PR #545, opened 2020-09-04
WebClient To Download UniProt Proteome XML or FASTA

trishorts:


Test/DatabaseTests/TestDatabaseLoaders.cs
```diff
@@ -505,5 +507,28 @@ public static void IsoformReadTest()
 
             Assert.AreNotEqual(proteinList[2].Accession, proteinList[4].Accession);
         }
+
+        [Test]
+        public static void TestListOfAvailableUniProtProteomes()
+        {
+            Dictionary<string,string> proteomesDictionary = ProteinDbRetriever.UniprotProteomesList();
+            Assert.AreEqual(292464, proteomesDictionary.Keys.Count);
```
acesnik, line 515: Do we need to test the exact number? Could we just test that it's greater than 200k entries?

Test/DatabaseTests/TestDatabaseLoaders.cs
```diff
@@ -197,7 +199,7 @@ public void FilesEqualHash()
 
             // UniProt PTMs
             var uniprotPtms = Loaders.LoadUniprot(uniProtPath, formalChargesDictionary).ToList();
-            Assert.AreEqual(347, uniprotPtms.Count()); // UniProt PTM list may be updated at some point, causing the unit test to fail
+            Assert.AreEqual(359, uniprotPtms.Count()); // UniProt PTM list may be updated at some point, causing the unit test to fail
```
acesnik, line 202: Do we need to test the exact number? Could we test that it's greater than 300 so we don't have to update it?

Test/DatabaseTests/TestDatabaseLoaders.cs
trishorts: no. and you're right not to include a specific number. not sure this really counts as a unit test. actually could use ideas for real unit tests. these are pretty weak.

rmillikin:
i'd probably just try to find a very small proteome (<100 kilobyte download size) and check to make sure the organism name is correct, at least N proteins, maybe check for 1 or 2 particular protein base sequences are correct, etc. not sure about mods. maybe just check that a few known ones exist on one or two proteins

acesnik (changes requested):

UsefulProteomicsDatabases/ProteinDbRetriever.cs
```diff
@@ -0,0 +1,169 @@
...
+        /// The list of available UniProt Proteomes was downloaded 09/03/2020
+        /// This is returned as a dictionary
+        /// key = Proteome ID
+        /// value = Organism
+        /// </summary>
+        /// <returns></returns>
+        public static Dictionary<string,string> UniprotProteomesList()
+        {
+            string currentDirectory = Directory.GetCurrentDirectory();
+            string filePath = Path.Combine(currentDirectory, "UniProtProteomes.txt");
```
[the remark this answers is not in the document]
trishorts: I believe the answer is yes, and i have added a skeleton for that. For instance, we can request different file formats (text/tab, etc.). And there is a list of known columns. So we can submit protein list and get back specific metadata.

However, there is also a way to search with key word (see below). We just have to format the query correctly. And, i'd need a constructor for that. If you have an example in mind, i'll try to make the constructor and a unit test. Otherwise, i prefer just ot let this dog lie. We really have immediate use for proteomes and no specific use for other types of queries currently

https://www.uniprot.org/help/text-search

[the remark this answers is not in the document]
acesnik: Sounds good. The reason I ask is that we have to duplicate the text files in mzLib currently, e.g. https://github.com/smith-chem-wisc/mzLib/blob/master/Proteomics/ProteolyticDigestion/proteases.tsv and https://github.com/smith-chem-wisc/MetaMorpheus/blob/master/EngineLayer/ProteolyticDigestion/proteases.tsv. Maybe that's been resolved, but at the time, we had trouble getting the nuget file to package the proteases.tsv file, so the same may be true for these text files.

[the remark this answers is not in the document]
acesnik: On that note, these text files should be added to the [nuspec file](https://github.com/smith-chem-wisc/mzLib/blob/master/mzLib.nuspec) if you do end up keeping them.

zrolfs (approved):

UsefulProteomicsDatabases/ProteinDbRetriever.cs
```diff
@@ -0,0 +1,169 @@
...
+        /// A poorly formed query will not return anything, but it won't crash.
+        /// </summary>
+        /// <param name="proteomeID">valid proteome ID corresponding to a specific organism (e.g. UP000005640)</param>
+        /// <param name="formt">format of retrieved proteome (e.g. fasta or xml)</param>
+        /// <param name="reviewed">if yes file contains only reviewd proteins</param>
+        /// <param name="compress">if yes file is saved as .gz</param>
+        /// <param name="absolutePathToStorageDirectory"></param>
+        public static void RetrieveProteome(string proteomeID, string absolutePathToStorageDirectory, ProteomeFormat format, Reviewed reviewed, Compress compress, Include include)
+        {
+            if (Directory.Exists(absolutePathToStorageDirectory))
```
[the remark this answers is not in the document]
acesnik: Looks like you defined the expected behavior differently, so I'll mark this resolved.

UsefulProteomicsDatabases/UsefulProteomicsDatabases.csproj
```diff
@@ -19,4 +19,10 @@
     <ProjectReference Include="..\Proteomics\Proteomics.csproj" />
   </ItemGroup>
 
+  <ItemGroup>
+    <None Update="UniProtKB_columnNamesForProgrammaticAccess.txt">
```
acesnik, line 23: Need to add this to the nuspec file

acesnik (changes requested):

UsefulProteomicsDatabases/UsefulProteomicsDatabases.csproj
acesnik: Like this: https://github.com/smith-chem-wisc/mzLib/blob/master/mzLib.nuspec#L36

trishorts: does this look right? hard to tell outside of metamorpheus:
image

acesnik: I guess I'm a little confused because I'd expect it to copy to the directory `UsefulProteomicsDatabases`, in which case I think it should be `netcoreapp3.0\UsefulProteomicsDatabases\UniProtKB_column...` and the target should be `lib/netcoreapp3.0/UsefulProteomicsDatabases`. Does it copy to the base directory when you build it?

acesnik: Just tested the nuget packaging, and it works.

acesnik (approved):

rmmiller22 (approved):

ACTIVITY => Give the data back in full, matching it character for character.

ANSWER BOX =>
PR #545, opened 2020-09-04
WebClient To Download UniProt Proteome XML or FASTA

trishorts:


Test/DatabaseTests/TestDatabaseLoaders.cs
```diff
@@ -505,5 +507,28 @@ public static void IsoformReadTest()
 
             Assert.AreNotEqual(proteinList[2].Accession, proteinList[4].Accession);
         }
+
+        [Test]
+        public static void TestListOfAvailableUniProtProteomes()
+        {
+            Dictionary<string,string> proteomesDictionary = ProteinDbRetriever.UniprotProteomesList();
+            Assert.AreEqual(292464, proteomesDictionary.Keys.Count);
```
acesnik, line 515: Do we need to test the exact number? Could we just test that it's greater than 200k entries?

Test/DatabaseTests/TestDatabaseLoaders.cs
```diff
@@ -197,7 +199,7 @@ public void FilesEqualHash()
 
             // UniProt PTMs
             var uniprotPtms = Loaders.LoadUniprot(uniProtPath, formalChargesDictionary).ToList();
-            Assert.AreEqual(347, uniprotPtms.Count()); // UniProt PTM list may be updated at some point, causing the unit test to fail
+            Assert.AreEqual(359, uniprotPtms.Count()); // UniProt PTM list may be updated at some point, causing the unit test to fail
```
acesnik, line 202: Do we need to test the exact number? Could we test that it's greater than 300 so we don't have to update it?

Test/DatabaseTests/TestDatabaseLoaders.cs
trishorts: no. and you're right not to include a specific number. not sure this really counts as a unit test. actually could use ideas for real unit tests. these are pretty weak.

rmillikin:
i'd probably just try to find a very small proteome (<100 kilobyte download size) and check to make sure the organism name is correct, at least N proteins, maybe check for 1 or 2 particular protein base sequences are correct, etc. not sure about mods. maybe just check that a few known ones exist on one or two proteins

acesnik (changes requested):

UsefulProteomicsDatabases/ProteinDbRetriever.cs
```diff
@@ -0,0 +1,169 @@
...
+        /// The list of available UniProt Proteomes was downloaded 09/03/2020
+        /// This is returned as a dictionary
+        /// key = Proteome ID
+        /// value = Organism
+        /// </summary>
+        /// <returns></returns>
+        public static Dictionary<string,string> UniprotProteomesList()
+        {
+            string currentDirectory = Directory.GetCurrentDirectory();
+            string filePath = Path.Combine(currentDirectory, "UniProtProteomes.txt");
```
[the remark this answers is not in the document]
trishorts: I believe the answer is yes, and i have added a skeleton for that. For instance, we can request different file formats (text/tab, etc.). And there is a list of known columns. So we can submit protein list and get back specific metadata.

However, there is also a way to search with key word (see below). We just have to format the query correctly. And, i'd need a constructor for that. If you have an example in mind, i'll try to make the constructor and a unit test. Otherwise, i prefer just ot let this dog lie. We really have immediate use for proteomes and no specific use for other types of queries currently

https://www.uniprot.org/help/text-search

[the remark this answers is not in the document]
acesnik: Sounds good. The reason I ask is that we have to duplicate the text files in mzLib currently, e.g. https://github.com/smith-chem-wisc/mzLib/blob/master/Proteomics/ProteolyticDigestion/proteases.tsv and https://github.com/smith-chem-wisc/MetaMorpheus/blob/master/EngineLayer/ProteolyticDigestion/proteases.tsv. Maybe that's been resolved, but at the time, we had trouble getting the nuget file to package the proteases.tsv file, so the same may be true for these text files.

[the remark this answers is not in the document]
acesnik: On that note, these text files should be added to the [nuspec file](https://github.com/smith-chem-wisc/mzLib/blob/master/mzLib.nuspec) if you do end up keeping them.

zrolfs (approved):

UsefulProteomicsDatabases/ProteinDbRetriever.cs
```diff
@@ -0,0 +1,169 @@
...
+        /// A poorly formed query will not return anything, but it won't crash.
+        /// </summary>
+        /// <param name="proteomeID">valid proteome ID corresponding to a specific organism (e.g. UP000005640)</param>
+        /// <param name="formt">format of retrieved proteome (e.g. fasta or xml)</param>
+        /// <param name="reviewed">if yes file contains only reviewd proteins</param>
+        /// <param name="compress">if yes file is saved as .gz</param>
+        /// <param name="absolutePathToStorageDirectory"></param>
+        public static void RetrieveProteome(string proteomeID, string absolutePathToStorageDirectory, ProteomeFormat format, Reviewed reviewed, Compress compress, Include include)
+        {
+            if (Directory.Exists(absolutePathToStorageDirectory))
```
[the remark this answers is not in the document]
acesnik: Looks like you defined the expected behavior differently, so I'll mark this resolved.

UsefulProteomicsDatabases/UsefulProteomicsDatabases.csproj
```diff
@@ -19,4 +19,10 @@
     <ProjectReference Include="..\Proteomics\Proteomics.csproj" />
   </ItemGroup>
 
+  <ItemGroup>
+    <None Update="UniProtKB_columnNamesForProgrammaticAccess.txt">
```
acesnik, line 23: Need to add this to the nuspec file

acesnik (changes requested):

UsefulProteomicsDatabases/UsefulProteomicsDatabases.csproj
acesnik: Like this: https://github.com/smith-chem-wisc/mzLib/blob/master/mzLib.nuspec#L36

trishorts: does this look right? hard to tell outside of metamorpheus:
image

acesnik: I guess I'm a little confused because I'd expect it to copy to the directory `UsefulProteomicsDatabases`, in which case I think it should be `netcoreapp3.0\UsefulProteomicsDatabases\UniProtKB_column...` and the target should be `lib/netcoreapp3.0/UsefulProteomicsDatabases`. Does it copy to the base directory when you build it?

acesnik: Just tested the nuget packaging, and it works.

acesnik (approved):

rmmiller22 (approved):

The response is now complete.